The racing record of the BMW M3, the original E30-shape version, makes for very impressive reading. This machine captured World, European, British, German and Italian touring car titles to name just a few. It triumphed in the Spa 24 Hours four times and its Nürburgring equivalent on five occasions. Not bad for a car that for much of its career was competing against machinery with significantly more power.
The M3 had its roots in the early 1980s, when BMW Motorsport engine guru Paul Rosche sliced two cylinders off the M1 sports car’s straight-six powerplant to create a 16-valve four pot. What became the S14B23 engine found its way into a new car designed at BMW Motorsport with competition at the forefront of its mind. So much so that few panels, apart from the roof and the doors, were carried over from a standard E30 shell.
The car was launched at the Frankfurt show in 1985 and the production of 5000 cars, necessary for Group A homologation, was completed for the 1987 season. It wasn’t aimed at the top class of touring car racing, but the secondary division.
Yet so good was this class contender that on its day it could beat the Ford Sierra RS Cosworth outright. In the World Rally Championship it even beat four-wheel-drive machinery – witness Bernard Béguin’s famous 1987 Tour de Corse victory.
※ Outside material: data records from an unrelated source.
PR #107, opened 2026-08-04
AF-172 follow-up: fix stale Hire Agent model list after allowlist changes

miglmigl:
Follow-up to AF-172. Hire Agent's model picker only reflected allowlist changes after a full page reload.

Root cause: useModels() caches for an hour, and nothing invalidated it when allowed_models changed. Fix: invalidate the models query whenever an org update includes allowedModels.

### DIFF
--- a/ui/src/features/organizations/hooks/use-organization-actions.ts
+++ b/ui/src/features/organizations/hooks/use-organization-actions.ts
@@ -2,6 +2,7 @@
 
 import { useMutation, useQueryClient } from "@tanstack/react-query";
 
+import { agentsKey } from "@/features/agents/utils";
 import { api } from "@/shared/api";
 import { toastError } from "@/shared/toast";
 
@@ -66,6 +67,11 @@ export function useUpdateOrganization() {
       void queryClient.invalidateQueries({
         queryKey: organizationsKey.detail(variables.organizationId),
       });
+      // The Hire Agent model picker (useModels) caches its result for an hour;
+      // an allowlist change must be reflected immediately, not after a reload.
+      if (variables.data.allowedModels !== undefined) {
+        void queryClient.invalidateQueries({ queryKey: agentsKey.models() });
+      }
     },
     onError: (error: Error) => {
       toastError(error, "Failed to save changes. Please try again.");


aai-labs-agent:
## Code Review — PR #107

**Verdict: Approve with one suggestion** — the fix is correct and well-targeted.

### Summary

Follow-up to AF-172. `useModels()` caches for an hour (`staleTime: 60 * 60_000`), and nothing invalidated that cache when an org's `allowedModels` changed. This PR adds a targeted `invalidateQueries` call in `useUpdateOrganization`'s `onSuccess` so the model picker reflects allowlist changes immediately without a page reload.

### Verification

- **Query key prefix match**: `agentsKey.models()` returns `["agents", "models"]`. `useModels` uses `[...agentsKey.models(), { catalog }]` as its query key. `invalidateQueries({ queryKey: agentsKey.models() })` uses TanStack's prefix matching — both `catalog: true` and `catalog: false` variants are invalidated. ✅
- **Guard condition**: `variables.data.allowedModels !== undefined` correctly scopes the invalidation to updates that actually include the allowlist (name/description-only edits skip it). ✅
- **staleTime bypass**: `invalidateQueries` marks matching queries as stale and refetches active ones regardless of the 1-hour `staleTime`. ✅
- **Org-switch isolation**: `"agents"` is already in `ORG_SCOPED_QUERY_KEYS` in `OrganizationProvider`, so the models cache is dropped on org switch. This PR only needs to handle same-org allowlist changes. ✅
- **Cross-feature import**: Importing `agentsKey` from `@/features/agents/utils` into an org hook is a necessary dependency for cross-feature cache invalidation — the webapp guideline says "Mutations MUST invalidate affected list and detail families." ✅
- **Import ordering**: External → `@/*` → relative, consistent with `docs/guidelines/webapp.md`. ✅

### Suggestion

- **Regression test**: `docs/guidelines/testing.md` says "Regression fixes SHOULD include a test that fails for the original defect." A Playwright test that updates the org's allowed models and then opens the Hire Agent dialog to verify the picker reflects the new list (without a page reload) would prevent this from regressing. See inline comment.

### Notes

- **Merge conflicts**: The PR is currently in a `dirty` mergeable state — rebase against `main` before merging.
- No documentation update needed — this fixes a cache invalidation bug, not a documented invariant or boundary.

---
*Reviewed by Hermes Agent — AGENTS.md review protocol followed (mapped through `docs/INDEX.md` → `docs/guidelines/webapp.md` → `docs/architecture/ui.md`)*

ui/src/features/organizations/hooks/use-organization-actions.ts
```diff
@@ -66,6 +67,11 @@ export function useUpdateOrganization() {
       void queryClient.invalidateQueries({
         queryKey: organizationsKey.detail(variables.organizationId),
       });
+      // The Hire Agent model picker (useModels) caches its result for an hour;
+      // an allowlist change must be reflected immediately, not after a reload.
+      if (variables.data.allowedModels !== undefined) {
```
aai-labs-agent, line 72: **Suggestion — regression test**

`docs/guidelines/testing.md` says: "Regression fixes SHOULD include a test that fails for the original defect."

A Playwright test in `ui/tests/e2e/hire-dialog.spec.ts` (or `organizations.spec.ts`) that updates the org's `allowedModels` via the settings UI, then opens the Hire Agent dialog and asserts the model picker reflects the new list — without a page reload — would lock in this fix. The existing `hire-dialog.spec.ts` already mocks `GET /agents/models`; the regression test would intercept a second response with a different allowlist after the mutation succeeds.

The arrival of the M3 coincided with what turned out to be a one-off season for the original World Touring Car Championship. The ‘Bimmer’ won outright four times over the course of the season — not counting the victory in the Monza opener lost in the scrutineering bay to a roof metal thickness snag — and Roberto Ravaglia claimed the title.
“Everything to build one came in crates, down to the last washer”
It was the first of many for both the M3 and Ravaglia. The Italian was at the vanguard of BMW’s campaigns with the car, sealing his place as one of the all-time touring car greats with a further four titles across the European Touring Car Championship, the DTM and Italian Superturismo.
But the M3 deserves its place as one of history’s greatest touring cars for more than just the successes it garnered, in the hands of factory teams such as Schnitzer, Bigazzi and CiBiEmme. The car was also a bedrock of the privateer racing scene.
The M3 wasn’t quite an off-the-peg racer, more a kind of Airfix kit without the decals. Everything else for a team to build up a winning touring car arrived in crates from Munich along with a bare shell.
“The kit came with everything down to the last washer,” remembers Malcolm Swetnam, team manager on the Prodrive-run BMW squad that won the 1988 BTCC title with Frank Sytner. “And woe betide you if there was a washer left over at the end. You’d have to find where that washer went. It was ruthlessly efficient, typically German.”
BMW improved the M3 over time, always with racing in mind, with a trio of evo versions culminating in the Sport Evolution of 1990. Conceived for the DTM, the engine was taken out to 2.5 litres and big 18-inch wheels were also homologated.
The importance of the M3 stretched into its dotage. It was an important flag in the sand on the creation of the touring car landscape that followed on from Group A. When the category that eventually became known as Super Touring was formulated by the brains of the BTCC for the 1991 season, the M3 in two-litre spec provided much of the field for the fledgling category.
• Price new N/A
• Price now £90-140,000
• Engine 2.3-litre, 16-valve straight-four
• Power 300bhp
• Major titles WTCC (1987), ETCC (1988), DTM (1989), BTCC (1988 & ’91), Italian Superturismo (1987, ’89, ’90 & ’91)
• Verdict Maybe the greatest touring car of all time
The compact rocket is starting to soar in value
It’s hard to imagine a car that embodies the modern classic sector more than the E30 BMW M3. It had all the elements of a future classic; a premium brand, sector-leading performance, and a motor sport heritage.
What was different about the E30 M3 was the timeframe in which the model came to the fore – prices started to climb at a higher rate than would previously have been expected for a late ’80s/early ’90s model that wasn’t a Ferrari. What is unusual in the current market, where some prices have cooled, is that last October a fully restored M3 with immaculate history sold at auction for £135,000 – the highest price for a road going E30 M3 for the past five years and smashing the reserve of £85-95,000.
Examples of race-spec M3s at auction are a little rarer than road-going ones. However, far and away the highest price paid recently at auction for an E30 M3 (road or race) was the car used by Tim Harvey during the 1991 British Touring Car Championship.
It failed to sell when previously offered in 2011, with an estimate of £86-100,000. But in 2017 it went for a final sum of £146,250.
Another surprise in the E30 market is that the prices are far and away higher than those experienced in 2014 and 2015.